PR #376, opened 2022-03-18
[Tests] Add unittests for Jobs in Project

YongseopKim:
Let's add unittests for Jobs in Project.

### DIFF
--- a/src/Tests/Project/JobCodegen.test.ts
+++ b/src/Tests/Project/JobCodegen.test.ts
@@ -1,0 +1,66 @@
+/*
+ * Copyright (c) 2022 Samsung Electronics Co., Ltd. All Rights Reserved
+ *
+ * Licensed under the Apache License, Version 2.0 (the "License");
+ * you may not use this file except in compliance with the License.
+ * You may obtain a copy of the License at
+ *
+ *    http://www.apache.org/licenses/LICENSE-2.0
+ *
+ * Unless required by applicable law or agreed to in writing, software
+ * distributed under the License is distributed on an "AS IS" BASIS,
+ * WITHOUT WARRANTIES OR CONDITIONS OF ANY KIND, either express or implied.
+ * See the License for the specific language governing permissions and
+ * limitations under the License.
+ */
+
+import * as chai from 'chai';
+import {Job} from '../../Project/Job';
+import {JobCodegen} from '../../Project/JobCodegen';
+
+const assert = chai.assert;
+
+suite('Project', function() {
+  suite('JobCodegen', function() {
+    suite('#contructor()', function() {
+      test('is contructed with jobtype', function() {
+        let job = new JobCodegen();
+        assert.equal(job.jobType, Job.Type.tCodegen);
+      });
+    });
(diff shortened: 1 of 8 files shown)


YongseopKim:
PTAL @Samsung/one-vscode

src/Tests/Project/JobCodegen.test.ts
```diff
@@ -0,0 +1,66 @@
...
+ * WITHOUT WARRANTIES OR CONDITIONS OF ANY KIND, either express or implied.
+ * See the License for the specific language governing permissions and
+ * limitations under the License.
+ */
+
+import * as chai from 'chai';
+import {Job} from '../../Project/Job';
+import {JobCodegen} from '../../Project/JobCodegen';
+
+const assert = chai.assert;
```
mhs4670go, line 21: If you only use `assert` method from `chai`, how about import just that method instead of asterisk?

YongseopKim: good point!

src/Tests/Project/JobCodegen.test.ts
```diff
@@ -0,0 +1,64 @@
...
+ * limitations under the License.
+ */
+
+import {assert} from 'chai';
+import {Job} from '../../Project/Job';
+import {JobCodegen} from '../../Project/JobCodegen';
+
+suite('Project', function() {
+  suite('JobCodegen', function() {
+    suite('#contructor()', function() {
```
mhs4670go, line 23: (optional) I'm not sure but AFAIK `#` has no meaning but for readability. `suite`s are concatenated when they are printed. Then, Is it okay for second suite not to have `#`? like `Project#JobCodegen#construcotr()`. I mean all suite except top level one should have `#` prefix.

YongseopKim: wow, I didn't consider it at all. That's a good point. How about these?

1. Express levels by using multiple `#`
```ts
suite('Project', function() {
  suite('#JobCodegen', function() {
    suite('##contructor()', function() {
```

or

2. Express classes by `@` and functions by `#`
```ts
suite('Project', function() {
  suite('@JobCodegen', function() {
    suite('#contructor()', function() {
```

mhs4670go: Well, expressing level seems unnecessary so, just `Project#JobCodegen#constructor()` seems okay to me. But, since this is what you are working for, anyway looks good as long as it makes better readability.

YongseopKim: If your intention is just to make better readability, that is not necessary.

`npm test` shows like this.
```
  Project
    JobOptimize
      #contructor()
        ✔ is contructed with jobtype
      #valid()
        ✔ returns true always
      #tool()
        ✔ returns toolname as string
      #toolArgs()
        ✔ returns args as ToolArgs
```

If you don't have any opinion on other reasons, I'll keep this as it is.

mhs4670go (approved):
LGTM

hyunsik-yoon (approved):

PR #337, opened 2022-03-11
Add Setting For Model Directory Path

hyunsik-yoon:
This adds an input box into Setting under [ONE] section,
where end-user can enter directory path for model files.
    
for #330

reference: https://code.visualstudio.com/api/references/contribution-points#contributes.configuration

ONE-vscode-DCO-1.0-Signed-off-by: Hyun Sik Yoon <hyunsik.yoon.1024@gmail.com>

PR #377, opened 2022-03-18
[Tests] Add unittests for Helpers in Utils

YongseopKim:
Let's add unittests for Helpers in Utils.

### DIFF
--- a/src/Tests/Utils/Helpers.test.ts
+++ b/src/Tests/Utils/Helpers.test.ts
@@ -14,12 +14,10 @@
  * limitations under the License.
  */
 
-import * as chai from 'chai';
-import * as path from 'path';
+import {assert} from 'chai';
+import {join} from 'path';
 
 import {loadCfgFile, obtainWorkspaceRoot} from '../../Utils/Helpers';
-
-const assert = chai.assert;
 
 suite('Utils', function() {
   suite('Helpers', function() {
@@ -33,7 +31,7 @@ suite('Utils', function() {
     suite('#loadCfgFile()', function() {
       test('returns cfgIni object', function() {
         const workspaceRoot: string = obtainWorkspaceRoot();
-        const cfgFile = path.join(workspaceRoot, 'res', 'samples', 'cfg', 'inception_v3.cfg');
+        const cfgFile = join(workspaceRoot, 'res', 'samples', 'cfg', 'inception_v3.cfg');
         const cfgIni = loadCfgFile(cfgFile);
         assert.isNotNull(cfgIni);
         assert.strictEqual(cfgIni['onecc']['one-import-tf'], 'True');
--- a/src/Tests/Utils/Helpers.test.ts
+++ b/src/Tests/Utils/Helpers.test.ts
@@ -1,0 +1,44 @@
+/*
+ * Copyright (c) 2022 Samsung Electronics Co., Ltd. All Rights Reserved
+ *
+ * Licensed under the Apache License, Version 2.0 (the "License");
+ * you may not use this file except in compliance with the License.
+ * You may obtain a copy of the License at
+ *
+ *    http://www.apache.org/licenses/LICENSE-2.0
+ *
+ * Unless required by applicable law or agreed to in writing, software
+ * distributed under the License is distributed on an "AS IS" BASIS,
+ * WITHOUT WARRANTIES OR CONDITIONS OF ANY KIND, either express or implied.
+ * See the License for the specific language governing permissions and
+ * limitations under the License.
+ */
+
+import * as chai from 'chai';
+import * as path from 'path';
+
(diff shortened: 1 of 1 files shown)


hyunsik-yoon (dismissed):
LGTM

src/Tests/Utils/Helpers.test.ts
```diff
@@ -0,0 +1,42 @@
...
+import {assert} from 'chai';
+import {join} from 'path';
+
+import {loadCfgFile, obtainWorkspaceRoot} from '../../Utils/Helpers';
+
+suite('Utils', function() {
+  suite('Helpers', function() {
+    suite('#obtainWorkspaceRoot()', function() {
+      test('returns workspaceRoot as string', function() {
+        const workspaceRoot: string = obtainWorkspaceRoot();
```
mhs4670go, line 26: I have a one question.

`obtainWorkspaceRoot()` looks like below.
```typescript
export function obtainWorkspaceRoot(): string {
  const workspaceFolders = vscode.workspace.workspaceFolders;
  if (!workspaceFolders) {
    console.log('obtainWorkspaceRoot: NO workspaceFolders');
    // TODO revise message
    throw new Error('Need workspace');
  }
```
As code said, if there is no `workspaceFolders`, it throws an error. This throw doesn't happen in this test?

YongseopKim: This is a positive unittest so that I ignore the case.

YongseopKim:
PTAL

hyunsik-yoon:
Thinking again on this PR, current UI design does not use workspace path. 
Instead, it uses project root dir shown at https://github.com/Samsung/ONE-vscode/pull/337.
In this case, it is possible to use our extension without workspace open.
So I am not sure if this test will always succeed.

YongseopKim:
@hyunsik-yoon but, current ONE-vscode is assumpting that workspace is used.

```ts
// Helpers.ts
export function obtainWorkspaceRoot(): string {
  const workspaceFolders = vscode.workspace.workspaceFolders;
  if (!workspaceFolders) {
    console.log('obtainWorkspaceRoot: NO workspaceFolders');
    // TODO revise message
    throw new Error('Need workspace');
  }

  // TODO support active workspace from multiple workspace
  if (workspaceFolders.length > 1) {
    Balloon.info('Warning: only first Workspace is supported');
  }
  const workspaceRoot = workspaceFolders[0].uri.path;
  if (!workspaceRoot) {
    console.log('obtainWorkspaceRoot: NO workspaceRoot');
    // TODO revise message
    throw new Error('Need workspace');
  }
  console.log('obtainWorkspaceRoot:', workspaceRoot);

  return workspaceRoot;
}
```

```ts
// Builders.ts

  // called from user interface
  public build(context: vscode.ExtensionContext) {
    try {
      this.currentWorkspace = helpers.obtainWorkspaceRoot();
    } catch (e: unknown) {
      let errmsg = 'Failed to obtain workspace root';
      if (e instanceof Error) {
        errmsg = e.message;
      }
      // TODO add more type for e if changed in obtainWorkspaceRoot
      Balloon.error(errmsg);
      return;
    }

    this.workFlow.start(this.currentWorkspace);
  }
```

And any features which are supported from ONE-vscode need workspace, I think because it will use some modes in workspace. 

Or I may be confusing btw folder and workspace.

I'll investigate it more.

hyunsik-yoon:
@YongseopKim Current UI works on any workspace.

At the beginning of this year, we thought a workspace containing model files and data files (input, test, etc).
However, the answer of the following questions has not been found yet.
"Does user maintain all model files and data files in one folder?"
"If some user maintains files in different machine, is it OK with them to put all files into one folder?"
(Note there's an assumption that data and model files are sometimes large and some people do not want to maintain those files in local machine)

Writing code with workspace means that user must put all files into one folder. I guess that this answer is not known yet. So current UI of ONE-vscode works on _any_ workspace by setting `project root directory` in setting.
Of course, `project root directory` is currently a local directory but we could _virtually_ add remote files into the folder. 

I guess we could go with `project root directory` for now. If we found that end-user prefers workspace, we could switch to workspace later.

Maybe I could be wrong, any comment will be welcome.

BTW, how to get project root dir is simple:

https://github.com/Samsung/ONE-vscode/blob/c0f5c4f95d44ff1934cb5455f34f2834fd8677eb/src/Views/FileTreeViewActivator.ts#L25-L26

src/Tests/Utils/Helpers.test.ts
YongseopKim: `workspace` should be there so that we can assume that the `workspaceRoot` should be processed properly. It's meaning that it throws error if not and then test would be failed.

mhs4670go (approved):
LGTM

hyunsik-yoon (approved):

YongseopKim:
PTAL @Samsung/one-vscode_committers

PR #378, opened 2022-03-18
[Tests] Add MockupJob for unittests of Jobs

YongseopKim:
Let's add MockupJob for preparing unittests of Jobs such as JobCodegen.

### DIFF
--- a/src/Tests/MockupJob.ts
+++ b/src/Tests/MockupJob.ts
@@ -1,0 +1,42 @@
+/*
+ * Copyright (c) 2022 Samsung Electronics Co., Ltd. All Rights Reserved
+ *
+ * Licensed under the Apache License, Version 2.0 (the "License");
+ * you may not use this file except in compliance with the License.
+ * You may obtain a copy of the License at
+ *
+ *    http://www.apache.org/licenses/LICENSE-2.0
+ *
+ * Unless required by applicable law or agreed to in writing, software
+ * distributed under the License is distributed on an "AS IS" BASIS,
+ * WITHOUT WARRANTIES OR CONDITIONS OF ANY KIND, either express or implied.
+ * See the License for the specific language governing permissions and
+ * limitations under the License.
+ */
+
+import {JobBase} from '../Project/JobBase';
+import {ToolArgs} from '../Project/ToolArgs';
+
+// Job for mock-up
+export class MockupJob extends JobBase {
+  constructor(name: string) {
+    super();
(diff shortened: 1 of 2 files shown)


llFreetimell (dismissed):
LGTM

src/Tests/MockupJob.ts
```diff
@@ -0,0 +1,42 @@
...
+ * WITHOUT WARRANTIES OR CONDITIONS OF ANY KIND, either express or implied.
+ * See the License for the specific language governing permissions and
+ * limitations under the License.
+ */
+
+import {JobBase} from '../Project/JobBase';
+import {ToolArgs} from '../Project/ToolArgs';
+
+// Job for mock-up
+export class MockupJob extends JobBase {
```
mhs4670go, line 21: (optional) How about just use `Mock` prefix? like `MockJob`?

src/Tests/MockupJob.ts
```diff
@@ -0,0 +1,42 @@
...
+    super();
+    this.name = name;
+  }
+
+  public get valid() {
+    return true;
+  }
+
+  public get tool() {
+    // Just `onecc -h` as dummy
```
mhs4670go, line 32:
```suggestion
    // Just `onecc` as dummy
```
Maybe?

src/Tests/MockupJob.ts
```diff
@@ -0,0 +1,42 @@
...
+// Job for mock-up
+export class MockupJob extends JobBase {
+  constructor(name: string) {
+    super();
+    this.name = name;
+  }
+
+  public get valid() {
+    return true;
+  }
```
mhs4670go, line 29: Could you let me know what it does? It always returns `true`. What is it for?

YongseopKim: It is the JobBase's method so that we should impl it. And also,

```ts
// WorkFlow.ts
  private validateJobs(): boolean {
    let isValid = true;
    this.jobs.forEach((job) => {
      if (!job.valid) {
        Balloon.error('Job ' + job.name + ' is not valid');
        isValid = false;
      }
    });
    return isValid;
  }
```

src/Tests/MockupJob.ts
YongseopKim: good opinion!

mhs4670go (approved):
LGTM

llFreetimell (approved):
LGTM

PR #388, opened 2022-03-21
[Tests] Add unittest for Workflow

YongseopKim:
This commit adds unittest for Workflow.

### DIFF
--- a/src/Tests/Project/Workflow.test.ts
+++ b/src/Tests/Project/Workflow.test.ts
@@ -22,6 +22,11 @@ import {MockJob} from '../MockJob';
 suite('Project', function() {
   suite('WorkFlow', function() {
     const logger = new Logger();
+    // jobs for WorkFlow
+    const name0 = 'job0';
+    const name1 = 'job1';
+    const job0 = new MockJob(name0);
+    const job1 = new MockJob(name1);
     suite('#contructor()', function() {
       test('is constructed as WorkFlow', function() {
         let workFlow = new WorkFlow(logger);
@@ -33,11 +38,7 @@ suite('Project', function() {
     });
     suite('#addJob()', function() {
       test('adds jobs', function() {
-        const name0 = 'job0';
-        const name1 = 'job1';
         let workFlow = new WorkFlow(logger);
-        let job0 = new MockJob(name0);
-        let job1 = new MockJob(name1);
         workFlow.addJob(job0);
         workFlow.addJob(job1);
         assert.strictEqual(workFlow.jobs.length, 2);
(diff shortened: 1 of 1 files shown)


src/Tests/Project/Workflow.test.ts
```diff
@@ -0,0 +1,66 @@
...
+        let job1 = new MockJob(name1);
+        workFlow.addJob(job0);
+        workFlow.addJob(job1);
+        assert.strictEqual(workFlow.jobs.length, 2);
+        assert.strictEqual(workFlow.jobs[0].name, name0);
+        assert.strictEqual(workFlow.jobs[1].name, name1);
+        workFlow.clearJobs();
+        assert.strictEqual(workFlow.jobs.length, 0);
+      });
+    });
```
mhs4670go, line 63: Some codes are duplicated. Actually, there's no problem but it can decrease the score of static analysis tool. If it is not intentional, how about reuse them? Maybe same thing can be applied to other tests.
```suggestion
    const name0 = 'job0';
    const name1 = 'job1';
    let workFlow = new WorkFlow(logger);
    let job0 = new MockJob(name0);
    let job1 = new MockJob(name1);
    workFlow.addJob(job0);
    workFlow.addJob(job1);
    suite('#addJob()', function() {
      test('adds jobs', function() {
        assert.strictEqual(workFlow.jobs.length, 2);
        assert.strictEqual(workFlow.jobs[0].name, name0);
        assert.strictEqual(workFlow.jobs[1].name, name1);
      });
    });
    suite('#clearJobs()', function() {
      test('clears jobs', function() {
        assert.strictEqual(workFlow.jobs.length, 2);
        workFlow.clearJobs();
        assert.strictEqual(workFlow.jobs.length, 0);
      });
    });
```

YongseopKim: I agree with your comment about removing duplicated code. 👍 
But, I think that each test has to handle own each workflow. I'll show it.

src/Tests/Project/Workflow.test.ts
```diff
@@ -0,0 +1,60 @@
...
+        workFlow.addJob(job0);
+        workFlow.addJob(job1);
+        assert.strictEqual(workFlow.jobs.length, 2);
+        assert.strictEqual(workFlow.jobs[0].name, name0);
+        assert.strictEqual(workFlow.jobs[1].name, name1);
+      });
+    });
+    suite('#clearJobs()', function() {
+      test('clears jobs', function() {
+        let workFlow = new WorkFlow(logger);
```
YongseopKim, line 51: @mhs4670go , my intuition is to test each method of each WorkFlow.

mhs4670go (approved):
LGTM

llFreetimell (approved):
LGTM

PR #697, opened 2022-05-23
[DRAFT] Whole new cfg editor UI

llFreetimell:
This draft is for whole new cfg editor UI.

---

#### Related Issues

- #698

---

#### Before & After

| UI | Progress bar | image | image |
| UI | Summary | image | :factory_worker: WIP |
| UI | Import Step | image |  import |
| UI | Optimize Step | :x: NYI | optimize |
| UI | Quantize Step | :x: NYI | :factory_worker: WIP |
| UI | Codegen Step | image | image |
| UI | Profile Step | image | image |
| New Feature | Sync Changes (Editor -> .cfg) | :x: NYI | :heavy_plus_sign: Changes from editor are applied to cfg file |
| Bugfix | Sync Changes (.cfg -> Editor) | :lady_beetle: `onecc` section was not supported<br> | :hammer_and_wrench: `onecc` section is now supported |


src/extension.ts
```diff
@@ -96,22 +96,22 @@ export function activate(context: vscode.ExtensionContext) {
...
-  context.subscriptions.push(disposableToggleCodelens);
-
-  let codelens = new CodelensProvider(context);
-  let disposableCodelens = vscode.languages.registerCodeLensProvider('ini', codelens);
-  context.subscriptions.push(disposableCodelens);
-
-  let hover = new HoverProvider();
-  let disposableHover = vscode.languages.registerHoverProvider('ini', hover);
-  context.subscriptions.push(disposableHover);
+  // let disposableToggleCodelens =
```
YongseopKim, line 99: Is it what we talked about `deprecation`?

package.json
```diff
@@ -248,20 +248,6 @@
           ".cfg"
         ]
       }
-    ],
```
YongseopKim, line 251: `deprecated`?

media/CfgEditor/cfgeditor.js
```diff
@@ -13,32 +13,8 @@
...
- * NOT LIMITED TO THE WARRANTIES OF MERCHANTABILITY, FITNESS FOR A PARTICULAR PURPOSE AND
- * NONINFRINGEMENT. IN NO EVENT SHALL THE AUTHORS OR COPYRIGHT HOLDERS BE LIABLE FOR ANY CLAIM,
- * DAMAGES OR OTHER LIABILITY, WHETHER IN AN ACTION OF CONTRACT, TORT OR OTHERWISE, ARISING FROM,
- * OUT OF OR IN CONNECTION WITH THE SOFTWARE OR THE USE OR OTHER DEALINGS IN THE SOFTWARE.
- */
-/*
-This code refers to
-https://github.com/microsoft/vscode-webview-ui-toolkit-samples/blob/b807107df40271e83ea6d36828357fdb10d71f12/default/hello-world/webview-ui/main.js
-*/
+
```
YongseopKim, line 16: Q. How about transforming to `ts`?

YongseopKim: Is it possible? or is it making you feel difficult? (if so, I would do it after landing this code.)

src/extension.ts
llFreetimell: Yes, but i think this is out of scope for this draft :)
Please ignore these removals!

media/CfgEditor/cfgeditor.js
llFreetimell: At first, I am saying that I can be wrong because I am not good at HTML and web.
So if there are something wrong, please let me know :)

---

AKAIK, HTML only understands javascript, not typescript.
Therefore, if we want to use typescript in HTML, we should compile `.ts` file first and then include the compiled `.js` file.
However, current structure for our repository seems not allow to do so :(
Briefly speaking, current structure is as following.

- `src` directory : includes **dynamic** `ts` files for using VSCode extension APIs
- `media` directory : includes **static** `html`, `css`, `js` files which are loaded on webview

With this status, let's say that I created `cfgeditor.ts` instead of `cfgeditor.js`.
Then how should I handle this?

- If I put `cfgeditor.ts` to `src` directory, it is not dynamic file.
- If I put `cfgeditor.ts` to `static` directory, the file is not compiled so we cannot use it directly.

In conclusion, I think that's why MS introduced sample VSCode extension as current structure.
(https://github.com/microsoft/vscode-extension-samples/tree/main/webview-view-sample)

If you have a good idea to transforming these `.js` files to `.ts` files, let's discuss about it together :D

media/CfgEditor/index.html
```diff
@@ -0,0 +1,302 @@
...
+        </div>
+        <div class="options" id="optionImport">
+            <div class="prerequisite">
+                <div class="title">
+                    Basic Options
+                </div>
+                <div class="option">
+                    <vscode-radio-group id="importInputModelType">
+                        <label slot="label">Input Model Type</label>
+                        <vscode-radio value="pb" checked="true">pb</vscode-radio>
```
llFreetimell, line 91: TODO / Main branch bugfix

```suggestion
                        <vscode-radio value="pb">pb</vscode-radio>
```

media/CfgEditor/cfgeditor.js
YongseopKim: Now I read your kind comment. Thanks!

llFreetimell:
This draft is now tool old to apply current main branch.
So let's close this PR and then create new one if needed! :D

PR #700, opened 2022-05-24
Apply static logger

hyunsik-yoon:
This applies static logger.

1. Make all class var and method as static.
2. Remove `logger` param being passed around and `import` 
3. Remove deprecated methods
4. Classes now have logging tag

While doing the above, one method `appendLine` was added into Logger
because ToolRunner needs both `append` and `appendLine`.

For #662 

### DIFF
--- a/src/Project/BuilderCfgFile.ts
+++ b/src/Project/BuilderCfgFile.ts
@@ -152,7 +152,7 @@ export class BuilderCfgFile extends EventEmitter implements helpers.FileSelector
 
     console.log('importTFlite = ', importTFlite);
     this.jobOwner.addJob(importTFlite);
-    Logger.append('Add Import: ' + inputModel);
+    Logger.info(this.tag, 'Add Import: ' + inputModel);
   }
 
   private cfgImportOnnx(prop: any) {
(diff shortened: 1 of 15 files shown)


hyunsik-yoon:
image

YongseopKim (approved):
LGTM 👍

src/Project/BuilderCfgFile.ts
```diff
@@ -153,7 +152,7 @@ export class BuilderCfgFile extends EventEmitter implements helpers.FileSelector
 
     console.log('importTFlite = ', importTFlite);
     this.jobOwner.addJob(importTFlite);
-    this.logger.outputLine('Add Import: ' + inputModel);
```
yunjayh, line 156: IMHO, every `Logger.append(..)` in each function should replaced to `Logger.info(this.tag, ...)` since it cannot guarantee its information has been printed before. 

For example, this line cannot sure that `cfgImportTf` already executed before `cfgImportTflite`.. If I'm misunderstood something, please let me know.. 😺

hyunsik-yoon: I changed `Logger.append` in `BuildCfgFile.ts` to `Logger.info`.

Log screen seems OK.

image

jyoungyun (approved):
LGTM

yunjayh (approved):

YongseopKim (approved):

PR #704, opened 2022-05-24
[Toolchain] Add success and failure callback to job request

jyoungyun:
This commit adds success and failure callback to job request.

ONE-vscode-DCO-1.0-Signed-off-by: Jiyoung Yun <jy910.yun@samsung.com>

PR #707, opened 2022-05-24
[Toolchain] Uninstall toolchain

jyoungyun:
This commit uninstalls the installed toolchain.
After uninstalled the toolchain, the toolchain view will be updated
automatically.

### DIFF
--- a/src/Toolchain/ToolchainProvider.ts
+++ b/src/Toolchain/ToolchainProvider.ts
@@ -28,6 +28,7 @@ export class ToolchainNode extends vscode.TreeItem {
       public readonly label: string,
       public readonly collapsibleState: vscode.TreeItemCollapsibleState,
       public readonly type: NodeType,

• What you should do:
Please reproduce the lines from the line with "[DRAFT] Whole new cfg editor UI" to the line with "UI | Import", both ends included, exactly as they appear above.

• Task result:
[DRAFT] Whole new cfg editor UI

llFreetimell:
This draft is for whole new cfg editor UI.

---

#### Related Issues

- #698

---

#### Before & After

| UI | Progress bar | image | image |
| UI | Summary | image | :factory_worker: WIP |
| UI | Import Step | image |  import |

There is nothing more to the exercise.